Update: The story has been updated with stock movements.
Baidu’s (NASDAQ: BIDU) Share fell by 5% on Thursday following its mixed second-quarter results.
Baidu’s non-GAAP earnings per American Depositary Share (ADS) fell 7% year-on-year to RMB 21.02 or USD 2.89, beating estimates. Total revenue remained unchanged year-on-year at RMB 33.93 billion or USD 4.67 billion, missing the Estimates.
Compared to the first quarter of 2024, revenue increased by 8% to RMB 31.51 billion or USD 4.37 billion.
“AI Cloud continued to gain momentum in the second quarter, offsetting ongoing macroeconomic headwinds to online marketing revenue and leading to slightly positive revenue growth for Baidu Core. Operationally, we accelerated the renewal of Baidu Search, which we believe will lead to long-term success despite the short-term impact on monetization.”
Earlier this month, Bernstein highlighted how Baidu’s AI search strategy and rollout compares to that of global leader Google. The company noted that Baidu’s AI strategy “will bear fruit,” but noted that the company is pursuing a different path to monetization, one that is slower and more staggered, perhaps reflecting the inherently more competitive digital advertising market in China.
Baidu announced on Thursday that it has expanded the Ernie family of large language models (LLMs) with the launch of Ernie 4.0 Turbo in June 2024.
The Chinese internet search giant added that PaddlePaddle and Ernie’s developer community had grown to 14.7 million in June 2024.

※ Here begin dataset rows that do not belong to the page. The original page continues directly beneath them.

PR #278, opened 2019-11-25
Story/stop client match and requeue 169739605

awisema:


app/views/matches/_current_step_info.haml
```diff
@@ -15,13 +15,34 @@
             = @match.current_decision.try(:actor_type) || 'N/A'
       = render 'match_list_base/current_step', match: @match
   - else
-    %p This match is not active
+    -  description = 'This match is not active'
+    - if can_reopen_matches? && ! @match.can_be_reopened?
+      - description += ', and cannot be re-opened because'
```
eanders: Can we move the calculation of what `description` is into the model?  It becomes much more complicated than it needs to be in the view.  Also, if you treat description as an array and just join it with `, and` at the you won't need to keep track of `emit_and`

app/models/client_opportunity_match.rb
```diff
@@ -453,6 +453,36 @@ def expire_all_notifications(on: 1.week.from_now.to_date)
...
+  def can_be_reopened?
+    return false if would_be_client_multiple_match
+    return false if would_be_opportunity_multiple_match
+
+    true
+  end
+
+  def reopen!
+    client.make_unavailable_in(match_route: match_route)
+    update(closed: false, active: true, closed_reason: nil)
```
eanders: Let's log an event here indicating the match was re-opened.

app/models/client_opportunity_match.rb
```diff
@@ -453,6 +453,36 @@ def expire_all_notifications(on: 1.week.from_now.to_date)
...
+    current_decision.update(status: :pending)
```
eanders: I *think* if the current decision was DND accepts match there's no mechanism to "backup."  So, this may need to move the match back 2 steps in some situations.

awisema: I added the back button to this step.

awisema:
This should be ready for re-review.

The number of monthly active users of the Baidu app reached 703 million, an increase of 4% year-on-year.
Baidu’s autonomous ride-sharing service offered about 899,000 rides in the second quarter of 2024.
In the second quarter (April to June), Baidu Core’s revenue increased about 1% year-on-year to RMB 26.7 billion ($3.67 billion).
Online marketing revenue decreased 2% year-on-year to approximately RMB 19.2 billion (US$2.64 billion), while non-online marketing revenue was RMB 7.5 billion (US$1.03 billion), up 10% year-on-year, mainly due to the AI cloud business.
China’s cloud services market is witnessing a price war, with players such as Baidu, Alibaba (BABA), ByteDance (BDNCE), Tencent (OTCPK:TCEHY) (OTCPK:TCTZF) and iFlytek cutting prices for their LLMs that power AI chatbots.
“As we accelerated the AI-native transformation of our products in the second quarter, we continued to optimize our operations and maintain a healthy margin,” said Baidu CFO Rong Luo. “For AI Cloud in particular, we expect growth to maintain strong momentum.”
Online entertainment service iQIYI (IQ) reported a 5% year-on-year decline in revenue to 7.4 billion RMB (1.02 billion USD). Baidu owns a majority stake in the company.
iQIYI (IQ) shares plummeted 16% on Thursday after the announcement of the quarterly results.
Share buyback: Baidu said it has repurchased $301 million worth of shares since the beginning of the second quarter of 2024, bringing the cumulative repurchase under the 2023 share repurchase program to approximately $1.2 billion.
Other Chinese stocks on Thursday: Alibaba (BABA) -2%JD.com (JD) -3%Meanwhile, shares of NetEase (NTES), whose second-quarter results today came in below estimates, fell 12%.